BEGIN Information provided
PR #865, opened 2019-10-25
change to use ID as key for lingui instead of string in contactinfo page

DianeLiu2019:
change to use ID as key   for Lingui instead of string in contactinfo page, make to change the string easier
END Information provided
BEGIN Information provided
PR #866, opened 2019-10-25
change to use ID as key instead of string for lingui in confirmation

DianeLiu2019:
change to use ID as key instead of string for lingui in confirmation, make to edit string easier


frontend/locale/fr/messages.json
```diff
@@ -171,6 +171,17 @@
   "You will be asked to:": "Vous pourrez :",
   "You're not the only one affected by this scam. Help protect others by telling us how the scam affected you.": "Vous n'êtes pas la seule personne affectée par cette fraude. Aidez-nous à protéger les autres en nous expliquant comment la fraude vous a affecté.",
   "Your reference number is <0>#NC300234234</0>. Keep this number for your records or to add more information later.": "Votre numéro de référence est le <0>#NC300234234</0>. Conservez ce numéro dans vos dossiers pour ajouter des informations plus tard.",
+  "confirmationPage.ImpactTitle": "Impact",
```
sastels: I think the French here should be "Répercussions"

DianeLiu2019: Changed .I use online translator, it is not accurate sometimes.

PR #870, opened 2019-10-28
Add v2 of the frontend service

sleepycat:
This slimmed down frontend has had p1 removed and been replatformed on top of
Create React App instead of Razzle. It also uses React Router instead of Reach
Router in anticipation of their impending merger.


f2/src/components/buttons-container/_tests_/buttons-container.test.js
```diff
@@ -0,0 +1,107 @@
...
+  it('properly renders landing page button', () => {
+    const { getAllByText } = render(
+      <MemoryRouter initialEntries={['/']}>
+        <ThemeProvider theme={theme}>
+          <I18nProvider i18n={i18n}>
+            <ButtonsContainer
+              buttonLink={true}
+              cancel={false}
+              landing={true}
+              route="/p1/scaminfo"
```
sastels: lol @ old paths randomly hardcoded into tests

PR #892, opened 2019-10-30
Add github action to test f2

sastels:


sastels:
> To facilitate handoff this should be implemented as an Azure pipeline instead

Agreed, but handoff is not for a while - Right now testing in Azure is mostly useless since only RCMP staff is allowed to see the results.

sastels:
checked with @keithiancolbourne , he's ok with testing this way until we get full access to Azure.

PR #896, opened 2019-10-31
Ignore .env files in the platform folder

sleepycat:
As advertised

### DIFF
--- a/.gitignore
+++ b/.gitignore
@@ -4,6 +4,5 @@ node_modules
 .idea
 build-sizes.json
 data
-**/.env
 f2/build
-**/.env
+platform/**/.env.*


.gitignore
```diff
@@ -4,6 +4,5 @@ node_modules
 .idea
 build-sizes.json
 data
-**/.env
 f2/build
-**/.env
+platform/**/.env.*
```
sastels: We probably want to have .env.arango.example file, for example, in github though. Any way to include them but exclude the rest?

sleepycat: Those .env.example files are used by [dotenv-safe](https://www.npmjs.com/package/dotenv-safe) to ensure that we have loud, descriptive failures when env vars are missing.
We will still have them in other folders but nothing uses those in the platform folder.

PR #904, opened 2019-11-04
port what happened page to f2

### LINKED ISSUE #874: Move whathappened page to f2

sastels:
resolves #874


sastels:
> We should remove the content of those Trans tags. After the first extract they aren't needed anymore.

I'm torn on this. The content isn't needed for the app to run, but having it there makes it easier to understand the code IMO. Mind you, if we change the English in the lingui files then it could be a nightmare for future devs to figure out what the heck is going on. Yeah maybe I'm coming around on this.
END Information provided
[Exercise goal]: Please transcribe exactly the lines above from the line that has "PR #865, opened 2019-10-25" up to and including the line that has "the string easier"; no other line belongs in the answer.

[Solution for this task]:
PR #865, opened 2019-10-25
change to use ID as key for lingui instead of string in contactinfo page

DianeLiu2019:
change to use ID as key   for Lingui instead of string in contactinfo page, make to change the string easier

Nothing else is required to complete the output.